That's even not mentioning your professional mind deformation. You are not average. You should understand this. You see what others don't and this doesn't help you feel positive about products. You should be okay to feel bad about every single product, including your own.
In every interview, I ask QAs questions like your fantasy to find out whether the person is able to perceive different work aspects from a business perspective, not only a product perspective. This is very important to discover in an interview to filter the red flag attitude like this post of yours.
Sorry for the moral speech. It's just my day-to-day work pain. I wish you the best, OP.
I just wanted to comment to say that I find the game just as buggy as you say. I do think that some people are more sensitive than others. I’m playing couch coop and my gaming partner doesn’t notice any of the bugs until I call them out for him. Unless they are game breaking. Within 11 hours of play I have encountered 3 bugs that warranted a game restarts and countless other bugs that ranged from minor to frustrating.

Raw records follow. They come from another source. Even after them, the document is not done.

PR #501, opened 2026-07-04
fix(opcua): accept severity as an alias in event_alarms

### LINKED ISSUE #500: opcua: event_alarms severity is silently dropped when set as severity:
The `event_alarms` node-map parser only reads `severity_override:`. A `severity:` key on an `event_alarms` entry is silently ignored (no unknown-key validation), so the configured severity never reaches the fault.

This is inconsistent with the threshold `alarm:` block, which uses `severity:`. An operator who reuses `severity:` for an event alarm gets the wrong severity: the value is dropped and the fault falls back to the live OPC UA event Severity. For sources whose events carry a low default Severity, an important alarm then surfaces as INFO.

### Proposal
- In the `event_alarms` loader, accept `severity:` as an alias for `severity_override:` (source-level and per-mapping), validated like the threshold path.
- Warn on unknown keys in the `event_alarms` block so future typos are not silently dropped.
- Keep the existing precedence: an explicit configured severity wins over the live event Severity; with none configured, the event Severity band mapping applies.

### Acceptance
An `event_alarms` entry configured with `severity: ERROR` (no `severity_override:`) raises the fault at ERROR regardless of the live event Severity.

mfaferek93:
Fixes `event_alarms` silently dropping a `severity:` key.

- `node_map.cpp`: the `event_alarms` loader now accepts `severity:` as an alias for `severity_override:` (source-level and per-mapping), routed through `validate_severity` like the threshold `alarm:` path, and warns on unknown keys in the block.
- The final severity resolution (explicit configured severity wins over the live event Severity; otherwise the Severity band mapping) is extracted into a small testable helper.
- Tests: an `event_alarms` entry with `severity: ERROR` resolves to ERROR; the helper covers override-wins and the band boundaries.

Closes #500.

### DIFF
--- a/src/ros2_medkit_plugins/ros2_medkit_opcua/src/node_map.cpp
+++ b/src/ros2_medkit_plugins/ros2_medkit_opcua/src/node_map.cpp
@@ -578,11 +578,20 @@ bool NodeMap::load(const std::string & yaml_path) {
       // the threshold path; with neither key the result stays empty so the live
       // event Severity band mapping applies (see OpcuaPlugin::map_severity).
       auto read_severity_override = [&](const YAML::Node & node, const std::string & context) -> std::string {
-        const YAML::Node sev_node = node["severity_override"] ? node["severity_override"] : node["severity"];
-        if (!sev_node) {
+        // yaml-cpp reports a present-but-null key (``severity_override:`` with
+        // no value / ``~``) as defined/truthy; gate on a real value so a null
+        // override neither shadows a valid ``severity:`` alias nor emits a
+        // misleading "non-string severity_override" warning.
+        auto has_value = [](const YAML::Node & n) {
+          return n.IsDefined() && !n.IsNull();
+        };
+        const YAML::Node override_node = node["severity_override"];
+        const bool use_override = has_value(override_node);
+        const YAML::Node sev_node = use_override ? override_node : node["severity"];
+        if (!has_value(sev_node)) {
           return "";
         }
-        const char * field = node["severity_override"] ? "severity_override" : "severity";
+        const char * field = use_override ? "severity_override" : "severity";
         auto sev = parse_string(sev_node, field, context);
         if (!sev || sev->empty()) {
           return "";
--- a/src/ros2_medkit_plugins/ros2_medkit_opcua/src/node_map.cpp
+++ b/src/ros2_medkit_plugins/ros2_medkit_opcua/src/node_map.cpp
@@ -19,6 +19,7 @@
 #include <cctype>
 #include <cstdint>
 #include <fstream>
+#include <initializer_list>
 #include <iostream>
 #include <optional>
 #include <sstream>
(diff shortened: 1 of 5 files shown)


bburda (commented):
Additional notes outside the inline comments:

- Behaviour change for existing configs: routing `severity_override` through `validate_severity` means a config with a non-canonical string (e.g. `severity_override: high`) no longer reaches the fault verbatim. It becomes `ERROR` with a warning. This matches the threshold `alarm:` path and is an improvement, but it changes the emitted severity for such configs. Worth a line in the PR description or CHANGELOG.
- `README.md` `event_alarms` section documents `severity_override` but not the new `severity` alias. A one-line note that `event_alarms` also accepts `severity:` would match the fix.

src/ros2_medkit_plugins/ros2_medkit_opcua/src/node_map.cpp
```diff
@@ -569,6 +570,47 @@ bool NodeMap::load(const std::string & yaml_path) {
...
       }
+      // Resolve the configured severity for an event_alarms entry / mapping.
+      // ``severity`` is accepted as an alias for ``severity_override`` because
+      // the threshold ``alarm:`` block uses ``severity:``; an operator who
+      // reuses that key here must not have it silently dropped. When both are
+      // present ``severity_override`` wins. An explicit value is validated like
+      // the threshold path; with neither key the result stays empty so the live
+      // event Severity band mapping applies (see OpcuaPlugin::map_severity).
+      auto read_severity_override = [&](const YAML::Node & node, const std::string & context) -> std::string {
+        const YAML::Node sev_node = node["severity_override"] ? node["severity_override"] : node["severity"];
```
bburda: `node["severity_override"]` is truthy in yaml-cpp whenever the key is *defined*, which includes a present-but-null value (`severity_override:` with no value, or `severity_override: ~`). So a config that leaves `severity_override:` blank next to a real `severity: ERROR` picks the null override, ignores the valid `severity:`, and emits a misleading `non-string severity_override - skipping` warning (the null node fails `as<std::string>()`). Gating on value presence - pick `severity` when `severity_override` is absent *or* `IsNull()` - avoids the shadow. Minor: the config is contrived and the fallback is the live band, but the warning is confusing.

src/ros2_medkit_plugins/ros2_medkit_opcua/test/test_node_map.cpp
```diff
@@ -584,6 +584,77 @@ component_id: test
...
+    entity_id: plc_program
+    fault_code: PLC_PROGRAM_ALARM
+    severity: ERROR
+)";
+  f.close();
+
+  NodeMap map;
+  ASSERT_TRUE(map.load(path));
+  ASSERT_EQ(map.event_alarms().size(), 1u);
+  EXPECT_EQ(map.event_alarms()[0].severity_override, "ERROR");
```
bburda, line 609: These three alias tests only use valid buckets (`ERROR` / `CRITICAL` / `WARNING`), so they pass unchanged even if the `validate_severity(*sev, context)` call were removed - they prove the alias is *read*, not that it is *validated*. Since validation is what this PR adds on top of the old raw `.as<std::string>("")`, one case with an invalid value (e.g. `severity: notabucket` asserting `severity_override == "ERROR"`) would pin the actual new behaviour.

src/ros2_medkit_plugins/ros2_medkit_opcua/src/node_map.cpp
mfaferek93: Fixed in 83551b8c: gated read_severity_override on a real value (IsDefined() && !IsNull()) so a present-but-null severity_override: no longer shadows a valid severity: alias nor emits the spurious 'non-string severity_override' warning; severity_override still wins when it carries a value. Added regression test EventAlarmNullSeverityOverrideFallsBackToAlias.

src/ros2_medkit_plugins/ros2_medkit_opcua/test/test_node_map.cpp
mfaferek93: Fixed in 83551b8c: added EventAlarmSeverityAliasInvalidBucketDefaultsToError with severity: notabucket asserting severity_override == "ERROR" (validate_severity's real behaviour is warn + default to ERROR, not reject). This now fails if the validate_severity(*sev) call is dropped from the alias path.

bburda (approved):
LGTM! +1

This is typical larian though. Divinity 1 + 2 were the same for me. If anything this game is even buggier.
You say that rolling back to a previous save "didn't fix it"? Do you mean that the error happens every time you reload? How far back are you going in time?
Yes, the issues I encounter are 100% repro. I roll back to before the interaction that is broken at the time, but I had so many broken dialogues I'm too tired. My 2nd refund request was rejected by Steam, I wrote an email to Larian, albeit I fully doubt they will even respond, considering how much emails they get related to bugs. I'm currently sitting rewriting my CV. Some people may not understand, but I've spent my life in gaming, my work is literally being a gaming QA tester and I'm too tired.
I could see that being a bit of a struggle to implement in the case where games become buggy after updates like you mentioned but I do get what you mean and have a bit of respect for companies who will issue refunds after some kind of community feedback regardless of playtime. For example when some games took away native Linux support and issued refunds. Similar kind of thing.